Cependant, l’EUIPO a constaté que le titulaire de la marque avait fait preuve de mauvaise foi lors de l’enregistrement de la marque dans la mesure où il n’avait pas l’intention d’utiliser le signe à titre de marque, c’est-à-dire afin de garantir l’origine d’un produit ou service.
La mauvaise foi du déposant a été constatée par l’EUIPO laquelle a pris la décision d’annuler ladite marque.
Dans le cas présent, la mauvaise foi de Banksy a été constatée par plusieurs éléments au rang desquels :
• Les propos de Banksy qui faisaient état de l’absence de protection de ses œuvres par le droit d’auteur et incitaient les utilisateurs à jouir de ses œuvres sans contrainte ;
• Le paradoxe dont l’artiste a fait preuve en sollicitant une protection illimitée par le droit des marques alors que la protection par le droit d’auteur est limitée dans le temps ;
• L’artiste a, afin de contourner les dispositions légales qui nécessitent d’apporter la preuve de l’utilisation de la marque dans les cinq années suivant son dépôt, créé un site marchand lequel ne permettait en réalité pas (ou très difficilement) d’acquérir une œuvre de l’artiste.
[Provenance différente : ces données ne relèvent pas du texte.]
PR #4500, opened 2026-08-27
fix(agent): mapping-selected mocks are authoritative — window containment must not re-drop them

prabaltripathiofficial:
## The bug

When a test's mocks are selected via the recorded **test→mock mapping** (`UseMappingBased` + `MockMapping`), the agent still hands them to `SetMocksWithWindow`, and both the set-time pre-filter and the match-time filter in `GetFilteredMocksInWindow` re-drop any mock whose request timestamp falls outside the outer test's `[req, res]` window. Mapped mocks lose that comparison two independent ways:

1. **Ingress/egress stamp skew**: the test's req/res are stamped on the ingress path, the mock's on the egress proxy path — ordering is not guaranteed at millisecond scale, so a mapped mock can sit ±1ms outside its own test's window.
2. **Re-stamped test timestamps**: post-replay write-backs rewrite a test's timestamps to the current simulation's time, after which the window is hours away from the recorded mocks and contains ZERO of the test's own mapped mocks (observed in cloud replay: `window filter summary … dropped_out_of_window: 3, kept_total: 0` on tests whose mapping listed exactly those three mocks) — every dependency call then misses and the test fails with `no_mocks` forever.

The mapping is the authoritative record of which mocks THIS test consumed. Timestamps are how mappings get **formed**; they must not decide how mapped mocks get **served**.

## The fix

New optional proxy extension `MappedWindowedProxy.SetMappedMocksWithWindow` (same additive pattern as `WindowedProxy` itself — third-party proxies fall back unchanged). The agent uses it for mapping-based selection. Semantics:

- The window is still **published** (tier routing via `IsTestWindowActive`, startup-init classification, `firstWindowStart` tracking — all unchanged).
- Window containment keeps every mapped mock — at set time (pre-filter) and at match time.
- The `res < req` invalid-order sanity drop stays (corrupt-recording guard, not window semantics).
- Plain `SetMocksWithWindow` / `SetCurrentTestWindow` clear the mode, so timestamp-selected tests on the same manager keep strict containment.

## Validation

**Live red→green in a kind cluster** (k8s-proxy full-set replay of a recorded set, real app + real mongo, patched enterprise agent built from this branch):
- Recorded a set, let auto-replay form mappings, then re-stamped one test's server-side timestamps 3h away from its mocks (the exact write-back corruption shape).
- **Red** (stock agent v3.7.24): that test **fails**; every sibling passes.
- **Green** (agent with this fix): same data, same replay — that test **passes**; all siblings' results unchanged.

**Unit** (`mockmanager_mapped_window_test.go`): out-of-window mapped mocks kept and servable (plain path drops them — the red/green pair), ±1ms boundary skew kept, invalid-order still dropped, mode cleared by the next plain set / `SetCurrentTestWindow`.

Full `pkg/agent/proxy` + `pkg/service/agent` suites pass.

### DIFF
--- a/pkg/agent/proxy/mockmanager.go
+++ b/pkg/agent/proxy/mockmanager.go
@@ -93,6 +93,18 @@ type MockManager struct {
 	windowMu    sync.RWMutex
 	windowStart time.Time
 	windowEnd   time.Time
+	// mappingAuthoritative marks the current per-test pool as selected by a
+	// recorded test→mock MAPPING rather than by timestamps. A mapping is the
+	// authoritative record of which mocks THIS test consumed, so window
+	// containment must not re-drop its mocks: test req/res stamps come from
+	// the ingress path while mock stamps come from the egress proxy path
+	// (ordering is not guaranteed at millisecond scale), and post-replay
+	// write-backs can re-stamp test timestamps entirely — either way a
+	// timestamp disagreement on a mapped mock is noise, not bleed. Set by
+	// SetMappedMocksWithWindow, cleared by SetMocksWithWindow /
+	// SetCurrentTestWindow; guarded by windowMu alongside the window it
+	// qualifies.
+	mappingAuthoritative bool
 
 	// firstWindowStart caches the earliest windowStart observed across
 	// all SetMocksWithWindow calls for this manager's lifetime. It's
@@ -494,6 +506,7 @@ func (m *MockManager) SetCurrentTestWindow(start, end time.Time) {
 	m.windowMu.Lock()
 	m.windowStart = start
 	m.windowEnd = end
+	m.mappingAuthoritative = false
 	m.windowMu.Unlock()
 	atomic.StoreUint64(&m.droppedOutOfWindow, 0)
 }
@@ -560,6 +573,7 @@ func (m *MockManager) GetFilteredMocksInWindow() ([]*models.Mock, error) {
 	m.treesMu.RUnlock()
 	m.windowMu.RLock()
 	start, end := m.windowStart, m.windowEnd
+	mappingAuthoritative := m.mappingAuthoritative
 	m.windowMu.RUnlock()
 	m.swapMu.RUnlock()
 
@@ -572,6 +586,13 @@ func (m *MockManager) GetFilteredMocksInWindow() ([]*models.Mock, error) {
 	})
 
 	if start.IsZero() || end.IsZero() {
+		return all, nil
+	}
+	// A mapping-authoritative pool was selected by the recorded test→mock
+	// mapping, not by timestamps; the set-time pre-filter already kept its
+	// out-of-window mocks, so re-enforcing containment here would drop them
+	// at match time. Serve the tree as-is.
+	if mappingAuthoritative {
 		return all, nil
 	}
 	out := make([]*models.Mock, 0, len(all))
@@ -659,6 +680,21 @@ func (m *MockManager) DroppedOutOfWindow() uint64 {
 //
 // Also resets the per-test droppedOutOfWindow counter.
 func (m *MockManager) SetMocksWithWindow(filtered, unfiltered []*models.Mock, start, end time.Time) {
+	m.setMocksWithWindow(filtered, unfiltered, start, end, false)
+}
+
+// SetMappedMocksWithWindow is SetMocksWithWindow for a per-test pool selected
+// by a recorded test→mock mapping. The mapping already IS the per-test
+// selection, so window containment keeps every mapped mock instead of
+// dropping the ones whose request timestamp strays outside [start, end]
+// (ingress/egress stamp skew, or test timestamps re-stamped by post-replay
+// write-backs). Everything else — window publication, startup routing for
+// pre-first-test mocks, invalid-order sanity drop — behaves identically.
+func (m *MockManager) SetMappedMocksWithWindow(filtered, unfiltered []*models.Mock, start, end time.Time) {
+	m.setMocksWithWindow(filtered, unfiltered, start, end, true)
+}
+
+func (m *MockManager) setMocksWithWindow(filtered, unfiltered []*models.Mock, start, end time.Time, mappingAuthoritative bool) {
 	m.swapMu.Lock()
 	defer m.swapMu.Unlock()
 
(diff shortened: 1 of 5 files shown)


prabaltripathiofficial:
## ✅ Approve — but you're right that a second bug is hiding behind this one

(Commenting rather than formally approving — GitHub won't let me approve your own PR.)

Taking the design question first, because it changes what should happen after this merges.

### Is this fix a workaround? No — but it only closes one of two defects

**This PR fixes a genuine unsoundness, independent of any data corruption.** The giveaway is failure mode #1: ingress/egress stamp skew exists with *perfectly intact* timestamps. The test's req/res are stamped on the ingress path, the mock's on the egress proxy path, and nothing orders them at millisecond scale — so a mapped mock can sit ±1ms outside its own test's window on a completely healthy recording. Intersecting an **exact** selector with a **heuristic** one can only ever subtract correct results; it can never add any. This line is the correct principle and it would be right even if nothing else were broken:

> Timestamps are how mappings get formed; they must not decide how mapped mocks get served.

**But failure mode #2 is a different bug wearing this one's clothes**, and that's what your instinct is picking up. "Post-replay write-backs rewrite a test's timestamps to the current simulation's time" is not a fact of life to be defended against — it's data corruption, and I went looking for where it happens:

`k8s-proxy/pkg/platform/sqlmeta/testcasedb.go:241-244` and `:257-260`, inside `mergeTestCaseDataUpdates`:

```go
if !nd.HTTPReq.Timestamp.IsZero() && !nd.HTTPReq.Timestamp.Equal(cd.HTTPReq.Timestamp) {
    cd.HTTPReq.Timestamp = nd.HTTPReq.Timestamp
    changed = true
}
```

Recorded timestamps are merged like `URL` or `Body` — just another field an update may overwrite. But a recorded timestamp isn't a property of the test case, it's **observational provenance**: when this exchange was actually captured. Nothing after capture should be able to rewrite it. That's the bug that shouldn't exist, and this PR doesn't touch it.

### Why that matters more than the mock window

The mock window is one consumer of recorded timestamps. It is not the only one, so fixing only this consumer leaves the corruption feeding the others:

| consumer | what corrupted stamps do |
|---|---|
| `pkg/platform/yaml/testdb/db.go:367` — `sort.SliceStable` **by request timestamp** | **silently reorders test execution.** A create→read→update→delete set re-stamped to simulation time sorts by the wrong key, and nobody traces that back to timestamps |
| `pkg/util.go:974-981` — `diff := respTs.Sub(reqTs)` derives a **per-test timeout** | both stamps rewritten to roughly the same `time.Now()` → `diff` ≈ 0 |
| `syncMock.go` + `pkg/agent/routes/record.go:409` — `WasPressureActiveInWindow(req, resp)` | pressure correlation reads a window that no longer describes anything real |

So after this merges, the loudest symptom is gone and the corrupted rows are still there, still wrong, still being read by test ordering and timeout derivation. Those failures will be *quieter* than `no_mocks` — reordering doesn't announce itself.

**Suggested follow-up, separate from this PR:** drop the two timestamp blocks from `mergeTestCaseDataUpdates` so recorded time is write-once at creation, and get a count of how many production rows already carry re-stamped values — they won't self-heal, and this PR makes them stop hurting in one place while leaving them wrong everywhere else.

That's an argument for merging this *and* opening that one, not for holding this.

### The code

Clean. The refactor into one `setMocksWithWindow(..., mappingAuthoritative bool)` with two thin named wrappers is the right way to add a boolean-flavoured variant — the bare `true`/`false` never appears at a caller. The flag is guarded by `windowMu` alongside the window it qualifies, and it's cleared by both `SetMocksWithWindow` and `SetCurrentTestWindow`, so a mapped test can't leak its mode into the next timestamp-selected one. The optional-extension plumbing follows `WindowedProxy`'s own precedent, and `mappingBased` requiring a non-empty `MockMapping` means "mapping mode with no mapping" correctly falls back.

`go test -race ./pkg/agent/proxy/ ./pkg/service/agent/` passes.

### 🟢 One asymmetry the description slightly overstates

> The `res < req` invalid-order sanity drop stays

At **set time**, yes — and the ordering is right: the invalid-order `continue` fires before the window check, and the mapping bypass sits after it, so a corrupt mock never enters the per-test tree.

At **match time** it doesn't. `if mappingAuthoritative { return all, nil }` returns before the loop that performs that check, so the mapped path loses it while the plain path keeps it.

This is harmless in the normal flow, precisely because the set-time filter already removed those mocks from the tree — which is why I'd call it 🟢 rather than a defect. But the match-time check is presumably there as defence-in-depth against a tree populated by some other route, and mapped pools no longer have it. Either note the distinction in the doc comment, or keep the invalid-order filter on the mapped path and skip only containment.

### 🟡 On the shape of the fix

This adds a third mode to a manager that already had window / no-window, rather than resolving why two selectors compose at all. That's defensible — the proxy interface is shipped and additive is how `WindowedProxy` itself was introduced. Worth stating the end state somewhere though: **when a mapping exists it should be the only selector**, and the window should apply to unmapped tests only. Right now the window is still computed, published and pre-filtered against for mapped pools, and then overridden — which works, but keeps alive the idea that both mechanisms are jointly in charge.

---

**Approve.** The principle is correct and the live red→green on re-stamped data is the right proof. Just don't let the write-back bug close with it — that one is still live, and test ordering is reading the same corrupted field.

prabaltripathiofficial:
Closing after deeper investigation — not needed for the pipeline to go green on fresh data.

The failure class this PR targeted (mapped mocks dropped by the strict window → `no_mocks`) turned out to be fully downstream of the test-case name collision fixed in #4499 (+ k8s-proxy#838): the "timestamp-incoherent" cases were in fact *newer captures under a stolen name*, paired with the older capture's mapping entries. At auto-replay time each capture is coherent with its own mocks, so nothing needs window forgiveness; the incoherence exists only in the merged server-side state that cloud replay consumes — and #4499 removes its source.

Two further checks killed the independent justifications:
- Natural ingress/egress timestamp skew: measured across freshly recorded live-cluster sets — 0 of 32 mapped mocks fell outside their test's window at millisecond scale. No demonstrated natural jitter class.
- The strict mock-window is already enforced at the disk-load layer (`loadPerTestMocks` → `LoadWindow`), and the mapped load is already by-name (`LoadByNames`) — so on healthy post-#4499 data there is no remaining mechanism that window-drops a mapped mock.

The change remains design-consistent ("a formed mapping outranks timestamps") and was validated red→green in a live cluster against synthetically corrupted rows, so it can be reopened if a real mapped-window drop ever surfaces on post-#4499 data — but corrupted rows are exactly what #4499 prevents, so shipping this now would be a safety net for a failure mode with no known producer.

De même, l’artiste a tenté de contourner cette obligation en apportant la preuve de l’ouverture d’un magasin commercialisant ses œuvres lequel était en réalité inaccessible au public.
Il résulte de ces différents éléments que l’artiste a utilisé le droit des marques afin de se ménager un monopole d’exploitation sur un signe, passant outre la fonction essentielle de la marque, qui doit permettre aux consommateurs d’identifier l’origine commerciale des produits ou services marqués et de distinguer ces produits/services de ceux des concurrents.
L’ensemble de ces éléments a convaincu l’EUIPO de la mauvaise foi de Banksy lors de l’enregistrement de la marque litigieuse et amené l’EUIPO à annuler la marque litigieuse sur le fondement de l’article 59 du Règlement sur la marque de l’Union Européenne 2017/1001.
Ainsi, à l’occasion de cette décision, l’EUIPO rappelle que le titulaire de la marque doit être de bonne foi et respecter la finalité du dépôt de marques, à savoir garantir l’origine commerciale des produits ou services marqués.
Un artiste anonyme ne saurait donc se prévaloir des dispositions du droit des marques pour obtenir, sur son œuvre, une protection alternative au droit d’auteur.
Le portefeuille de marque déposé par Banksy afin de protéger ses œuvres anonymes est donc particulièrement menacé. Cette décision est également l’occasion de rappeler que la protection accordée par le droit d’auteur ne doit pas être négligée.